§ TO DO:
Of all the lines below, output only those starting at the one with "- **Only update" and ending at the one with "- **Risk Level**: Low", both ends included, exactly as written.
_ _ _ _ _ _ _
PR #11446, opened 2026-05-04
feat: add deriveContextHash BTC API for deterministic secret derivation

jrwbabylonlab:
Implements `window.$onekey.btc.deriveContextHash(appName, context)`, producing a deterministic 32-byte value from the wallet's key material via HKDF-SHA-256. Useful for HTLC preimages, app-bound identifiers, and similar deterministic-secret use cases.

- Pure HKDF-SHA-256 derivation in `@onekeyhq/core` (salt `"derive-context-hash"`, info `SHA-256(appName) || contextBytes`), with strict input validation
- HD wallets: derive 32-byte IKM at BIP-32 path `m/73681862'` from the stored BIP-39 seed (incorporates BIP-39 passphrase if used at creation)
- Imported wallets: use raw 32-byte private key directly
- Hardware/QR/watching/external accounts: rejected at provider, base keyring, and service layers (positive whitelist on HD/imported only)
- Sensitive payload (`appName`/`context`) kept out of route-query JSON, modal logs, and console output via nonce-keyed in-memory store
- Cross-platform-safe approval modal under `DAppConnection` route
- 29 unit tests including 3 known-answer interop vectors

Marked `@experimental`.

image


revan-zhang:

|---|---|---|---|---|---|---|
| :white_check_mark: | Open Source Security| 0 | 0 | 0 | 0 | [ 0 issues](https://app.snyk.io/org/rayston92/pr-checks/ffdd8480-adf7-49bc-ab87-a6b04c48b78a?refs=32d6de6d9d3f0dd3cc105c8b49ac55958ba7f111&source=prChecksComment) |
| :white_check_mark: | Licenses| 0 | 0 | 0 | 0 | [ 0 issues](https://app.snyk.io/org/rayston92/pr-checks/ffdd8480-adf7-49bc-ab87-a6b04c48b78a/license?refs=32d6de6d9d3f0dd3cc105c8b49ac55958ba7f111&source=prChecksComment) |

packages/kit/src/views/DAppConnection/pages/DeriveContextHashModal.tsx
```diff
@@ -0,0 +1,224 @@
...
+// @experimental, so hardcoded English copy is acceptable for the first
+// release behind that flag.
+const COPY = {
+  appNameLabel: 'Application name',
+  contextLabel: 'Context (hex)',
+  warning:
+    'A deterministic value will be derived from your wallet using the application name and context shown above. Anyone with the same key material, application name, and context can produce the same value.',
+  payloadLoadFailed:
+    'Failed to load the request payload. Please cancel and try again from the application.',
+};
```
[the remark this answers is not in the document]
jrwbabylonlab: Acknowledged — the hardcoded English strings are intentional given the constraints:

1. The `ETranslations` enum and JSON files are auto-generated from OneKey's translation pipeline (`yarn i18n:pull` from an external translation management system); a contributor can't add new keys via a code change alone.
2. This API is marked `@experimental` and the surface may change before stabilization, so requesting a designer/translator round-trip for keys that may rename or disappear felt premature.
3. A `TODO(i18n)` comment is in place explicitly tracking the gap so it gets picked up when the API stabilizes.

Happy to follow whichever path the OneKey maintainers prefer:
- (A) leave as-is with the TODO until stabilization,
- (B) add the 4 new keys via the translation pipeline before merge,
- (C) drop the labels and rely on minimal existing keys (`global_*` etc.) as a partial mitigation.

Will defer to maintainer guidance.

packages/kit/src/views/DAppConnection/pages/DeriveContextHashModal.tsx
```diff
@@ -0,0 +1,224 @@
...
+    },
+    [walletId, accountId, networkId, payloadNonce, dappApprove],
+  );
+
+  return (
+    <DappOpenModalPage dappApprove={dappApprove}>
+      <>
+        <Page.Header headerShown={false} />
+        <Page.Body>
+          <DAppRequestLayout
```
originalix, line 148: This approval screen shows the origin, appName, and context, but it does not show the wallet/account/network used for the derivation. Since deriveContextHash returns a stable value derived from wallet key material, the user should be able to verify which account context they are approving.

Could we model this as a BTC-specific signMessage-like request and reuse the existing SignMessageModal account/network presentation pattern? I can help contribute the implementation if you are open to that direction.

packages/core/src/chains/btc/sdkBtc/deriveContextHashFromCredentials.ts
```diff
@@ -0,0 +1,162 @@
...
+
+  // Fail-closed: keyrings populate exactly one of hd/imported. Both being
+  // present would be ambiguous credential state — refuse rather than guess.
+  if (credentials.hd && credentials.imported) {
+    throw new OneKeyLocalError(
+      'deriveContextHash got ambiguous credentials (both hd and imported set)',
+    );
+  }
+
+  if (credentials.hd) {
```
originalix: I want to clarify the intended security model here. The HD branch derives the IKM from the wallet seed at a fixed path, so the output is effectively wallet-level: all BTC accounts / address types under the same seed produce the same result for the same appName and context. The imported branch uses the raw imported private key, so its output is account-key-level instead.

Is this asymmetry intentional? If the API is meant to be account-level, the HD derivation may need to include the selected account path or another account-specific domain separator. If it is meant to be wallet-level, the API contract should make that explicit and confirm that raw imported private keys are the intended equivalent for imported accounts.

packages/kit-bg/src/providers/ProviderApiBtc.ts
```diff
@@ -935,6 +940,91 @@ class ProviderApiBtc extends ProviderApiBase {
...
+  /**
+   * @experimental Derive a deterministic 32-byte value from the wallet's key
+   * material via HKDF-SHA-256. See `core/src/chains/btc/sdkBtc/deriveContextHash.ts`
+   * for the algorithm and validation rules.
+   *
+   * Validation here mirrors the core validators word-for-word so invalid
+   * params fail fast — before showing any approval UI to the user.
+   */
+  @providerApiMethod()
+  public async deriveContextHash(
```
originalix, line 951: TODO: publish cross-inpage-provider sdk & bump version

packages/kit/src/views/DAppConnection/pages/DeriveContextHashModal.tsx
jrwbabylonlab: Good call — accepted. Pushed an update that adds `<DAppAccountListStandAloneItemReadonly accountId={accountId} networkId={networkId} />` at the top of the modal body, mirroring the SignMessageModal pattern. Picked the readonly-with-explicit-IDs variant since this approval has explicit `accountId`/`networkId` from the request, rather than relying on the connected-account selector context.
_ _ _ _ _ _ _
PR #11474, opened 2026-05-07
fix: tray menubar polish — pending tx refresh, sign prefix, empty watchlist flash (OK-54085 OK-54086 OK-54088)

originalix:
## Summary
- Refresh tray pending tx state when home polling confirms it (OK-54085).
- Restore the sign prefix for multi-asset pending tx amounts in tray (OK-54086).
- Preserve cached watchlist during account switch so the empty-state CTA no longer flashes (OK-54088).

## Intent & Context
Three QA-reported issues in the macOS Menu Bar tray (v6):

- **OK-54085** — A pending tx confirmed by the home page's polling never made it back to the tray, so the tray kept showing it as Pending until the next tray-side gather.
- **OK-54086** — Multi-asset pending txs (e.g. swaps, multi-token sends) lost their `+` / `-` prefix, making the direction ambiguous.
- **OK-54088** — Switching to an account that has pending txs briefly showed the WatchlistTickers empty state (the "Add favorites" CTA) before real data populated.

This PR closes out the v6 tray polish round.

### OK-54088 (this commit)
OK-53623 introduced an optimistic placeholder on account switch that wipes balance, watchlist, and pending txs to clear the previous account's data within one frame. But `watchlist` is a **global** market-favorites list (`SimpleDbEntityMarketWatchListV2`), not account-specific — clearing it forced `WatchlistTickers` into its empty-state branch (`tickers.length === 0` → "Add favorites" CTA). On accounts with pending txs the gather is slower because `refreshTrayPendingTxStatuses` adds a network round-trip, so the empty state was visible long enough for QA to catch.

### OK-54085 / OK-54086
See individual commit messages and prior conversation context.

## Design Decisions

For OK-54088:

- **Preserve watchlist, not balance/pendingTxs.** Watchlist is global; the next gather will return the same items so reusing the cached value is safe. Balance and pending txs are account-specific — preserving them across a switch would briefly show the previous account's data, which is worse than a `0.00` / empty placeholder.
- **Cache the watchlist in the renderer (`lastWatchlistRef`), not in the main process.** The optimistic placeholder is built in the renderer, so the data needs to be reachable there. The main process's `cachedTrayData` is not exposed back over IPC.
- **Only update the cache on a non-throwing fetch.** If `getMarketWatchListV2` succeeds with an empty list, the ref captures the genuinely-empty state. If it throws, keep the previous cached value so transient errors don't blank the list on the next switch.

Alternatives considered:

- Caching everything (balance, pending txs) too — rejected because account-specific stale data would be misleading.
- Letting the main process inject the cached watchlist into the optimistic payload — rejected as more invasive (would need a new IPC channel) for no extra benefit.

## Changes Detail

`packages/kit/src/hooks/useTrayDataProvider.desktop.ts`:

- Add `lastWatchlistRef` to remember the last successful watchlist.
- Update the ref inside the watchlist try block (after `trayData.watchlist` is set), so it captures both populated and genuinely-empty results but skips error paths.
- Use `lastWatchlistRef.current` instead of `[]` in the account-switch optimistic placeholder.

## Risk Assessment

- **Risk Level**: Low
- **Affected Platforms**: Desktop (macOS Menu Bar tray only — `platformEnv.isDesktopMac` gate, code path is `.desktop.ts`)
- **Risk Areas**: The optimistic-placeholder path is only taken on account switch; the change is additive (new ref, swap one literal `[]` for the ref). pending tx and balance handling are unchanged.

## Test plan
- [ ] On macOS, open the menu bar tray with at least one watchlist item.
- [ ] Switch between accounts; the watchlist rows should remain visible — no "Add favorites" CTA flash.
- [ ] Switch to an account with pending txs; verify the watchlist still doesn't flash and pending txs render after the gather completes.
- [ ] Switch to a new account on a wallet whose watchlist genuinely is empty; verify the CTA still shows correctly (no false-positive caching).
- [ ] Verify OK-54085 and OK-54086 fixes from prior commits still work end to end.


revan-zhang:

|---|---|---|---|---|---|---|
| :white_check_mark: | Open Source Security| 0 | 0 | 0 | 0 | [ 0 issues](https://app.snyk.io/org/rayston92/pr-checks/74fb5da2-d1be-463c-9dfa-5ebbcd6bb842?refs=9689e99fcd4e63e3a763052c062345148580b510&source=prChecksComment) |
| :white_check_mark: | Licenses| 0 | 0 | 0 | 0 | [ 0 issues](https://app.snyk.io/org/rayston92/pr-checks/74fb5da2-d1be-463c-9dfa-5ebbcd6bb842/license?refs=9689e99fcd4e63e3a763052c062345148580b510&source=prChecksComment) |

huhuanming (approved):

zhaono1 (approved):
_ _ _ _ _ _ _
§ ANSWER AREA:
- **Only update the cache on a non-throwing fetch.** If `getMarketWatchListV2` succeeds with an empty list, the ref captures the genuinely-empty state. If it throws, keep the previous cached value so transient errors don't blank the list on the next switch.

Alternatives considered:

- Caching everything (balance, pending txs) too — rejected because account-specific stale data would be misleading.
- Letting the main process inject the cached watchlist into the optimistic payload — rejected as more invasive (would need a new IPC channel) for no extra benefit.

## Changes Detail

`packages/kit/src/hooks/useTrayDataProvider.desktop.ts`:

- Add `lastWatchlistRef` to remember the last successful watchlist.
- Update the ref inside the watchlist try block (after `trayData.watchlist` is set), so it captures both populated and genuinely-empty results but skips error paths.
- Use `lastWatchlistRef.current` instead of `[]` in the account-switch optimistic placeholder.

## Risk Assessment

- **Risk Level**: Low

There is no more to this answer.